Oracle paid out Rs 4,193 crore as tax-free dividend to its parent, and Unilever Rs 2,181 crore, says the study.

So we are not talking small sums here. Ending the subsidised lunch on DDT to rich promoters will be more than enough to finance OROP (one-rank-one-pension).

Is there a way to end this unfairness without scuttling the ease-of-collection objective?

I believe there is.

Once the DDT law is junked and dividends are added straight to taxpayer’s annual income, the rates for the rich will automatically go up. They will now pay tax at their marginal tax rate. But this change will have to be complemented by some other changes in the law to prevent a tax collection nightmare.

For example, the law on tax deduction at source (TDS) can be amended to ensure that all dividend payments to corporations and promoters are taxed at the top rate.

Alternatively, or even additionally, all dividend payments above, say, a reasonable limit of Rs 1 lakh per annum per taxpayer per company or per mutual fund, can face TDS of 30 percent. If taxpayers are in brackets below the amount of tax deducted, they can claim refund through their normal IT returns.

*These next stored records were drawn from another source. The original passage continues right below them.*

PR #21394, opened 2026-09-03
Generate the Pulumi package schema reference from upstream

### LINKED ISSUE #21390: Auto-generate Pulumi Schema Docs
Investigate whether we can devise a process to auto-generate the Pulumi Schema docs from the pulumi/pulumi source code or a published SDK, similar to how we do with other reference pages like ESC schemas, policy packs, etc..

If it's easy to keep them versioned by following patterns elsewhere, we should to that.

jkodroff:
Closes #21390.

The schema reference at [/docs/iac/guides/building-extending/packages/schema/](https://www.pulumi.com/docs/iac/guides/building-extending/packages/schema/) was 427 hand-maintained lines reproducing types that live in three other repos. Its content hadn't been touched since June 2025, and it had drifted. This generates it instead.

## What it was getting wrong

| | |
|---|---|
| **Wrong** | `Config` documented a `required` key — the wire key is `defaults`. `Alias` documented `name` and `project`, both removed upstream. `Type` marked `type` **and** `$ref` required, which is impossible; they're mutually exclusive. `Resource.inputProperties` carried a copy/pasted description of a different field. The Node.js table documented `pluginName` and `pluginVersion`, gone from `NodePackageInfo`. |
| **Missing** | `dependencies`, `allowedPackageNames`, `supportPack`, `listInputs`, `returnType`, `multiArgumentInputs`, `isOverlay`, `overlaySupportedLanguages`, and most of the Go and Java language options. |
| **Stale claims** | Four sections read "Not yet supported in any target language" for extensions that exist: `CSharpResourceInfo`, `NodeObjectInfo`, and the Python and Java `PropertyInfo` structs. |
| **Voice** | Descriptions were pasted from Go doc comments, so they read "Name is the unqualified name of the package…". |

## Where the content comes from now

**Core reference** — `pkg/codegen/schema/pulumi.json` in pulumi/pulumi. That file is the Pulumi Package Metaschema: `//go:embed`-ed into every `pulumi` binary and validated against verbatim by `pulumi schema check`. If it disagrees with the page, the page is wrong. Its descriptions are already written as prose.

**Language extensions** — each language's own `*PackageInfo` / `*PropertyInfo` / `*ResourceInfo` / `*ObjectInfo` Go struct. The metaschema *has* `*LanguageSpec` `$defs`, but they're a stale subset — its `goLanguageSpec` lists four properties where `GoPackageInfo` has fifteen — so the structs are the truth.

| Section | Repo | Path |
|---|---|---|
| Core type reference | pulumi/pulumi | `pkg/codegen/schema/pulumi.json` |
| Go, Node.js, Python | pulumi/pulumi | `pkg/codegen/{go,nodejs,python}/importer.go` |
| C# | pulumi/pulumi-dotnet | `pulumi-language-dotnet/codegen/importer.go` |
| Java | pulumi/pulumi-java | `pkg/codegen/java/{package_info,importer}.go` |

## Three workflows, one per repo

Those repos release on their own cadences, so each gets its own workflow, writing only its own data files, fired by that repo's release. `git add` takes an explicit file list for the same reason — a pulumi-dotnet release must never open a PR that also rewrites the Java section.

- `package-schema-docs.yml` — pulumi/pulumi, via a new fan-out job in the existing `pulumi-cli.yml` release dispatcher.
- `package-schema-docs-dotnet.yml` / `package-schema-docs-java.yml` — subscribe to the `pulumi-dotnet-sdk` / `pulumi-java-sdk` `repository_dispatch` types those repos **already send**. A dispatch fires every workflow subscribed to its type, so **no upstream change is needed**.

Each section on the page states the release it was generated from. Files are fetched one at a time from `raw.githubusercontent.com` at the release tag: no checkout, no Go toolchain, no auth.

## The editorial layer

`data/package_schema_overrides.yaml` holds what upstream can't decide: which parts of the sources become documented types, what each is called, which anchor it gets, and the handful of properties upstream leaves with no description at all (five C# fields, two Python ones). The generator **fails on an override that stops matching anything upstream**, so that layer shrinks as upstream fills its own gaps instead of quietly rotting.

## Rendering

Reuses the `.api-param*` stacked layout from `openapi.css` that the REST API reference uses, which gives each description the full content width — the longest one here (`$ref` on `Type`) was a paragraph crushed into a table cell between the left nav and the TOC.

Two things are load-bearing and worth knowing if you touch the shortcode:

- **Headings carry explicit ids** and are emitted **outside** `<pulumi-choosable>`. The docs TOC isn't Hugo's `.TableOfContents` — `theme/src/ts/misc.ts` scans `#main` for `h2, h3` *that have an id*, and skips only `.hidden` ancestors. An inactive choosable is hidden by a `:not(.active)` rule instead, so a heading inside one would show up in "On this page" once per language.
- **`data/package_schema/anchors.yaml` is a contract.** The shortcode fails the build if a render stops emitting one of the 21 fragments the hand-written page published. Nothing in CI validates URL fragments (`check-links.js` doesn't look at them), and `provider-configuration.md` deep-links `#default`.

But, one may ask, will this not force companies making losses to pay more tax when dividends from subsidiaries are a key source of income? Or adversely affect senior citizens earning incomes only from investments?

Not quite. The liberal limits are per company – and hence if you divide your investments across several funds or shares, you will be protected.

Moreover, we should worry least about companies and promoters. They can set off dividend incomes against losses and claim the refunds – and they are well equipped with armies of chartered accountants to get their money back from the taxman. The pain is far lower for corporations and promoters who have the resources to plan their cash flows better than with the ordinary taxpayer.

So, Mr Jaitley, Budget 2016-17 is the right time to abolish the DDT. It is toxic to the idea of taxpayer equity. It favours the rich and discriminates against the lower middles classes.